Assignment:
The records sit below this line. Repeat all of them exactly.
(Beginning of Input)
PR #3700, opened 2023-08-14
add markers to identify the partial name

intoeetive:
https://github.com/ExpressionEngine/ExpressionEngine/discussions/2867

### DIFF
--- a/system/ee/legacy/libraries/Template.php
(End of Input)
Result below:
PR #3700, opened 2023-08-14
add markers to identify the partial name

intoeetive:
https://github.com/ExpressionEngine/ExpressionEngine/discussions/2867

### DIFF
--- a/system/ee/legacy/libraries/Template.php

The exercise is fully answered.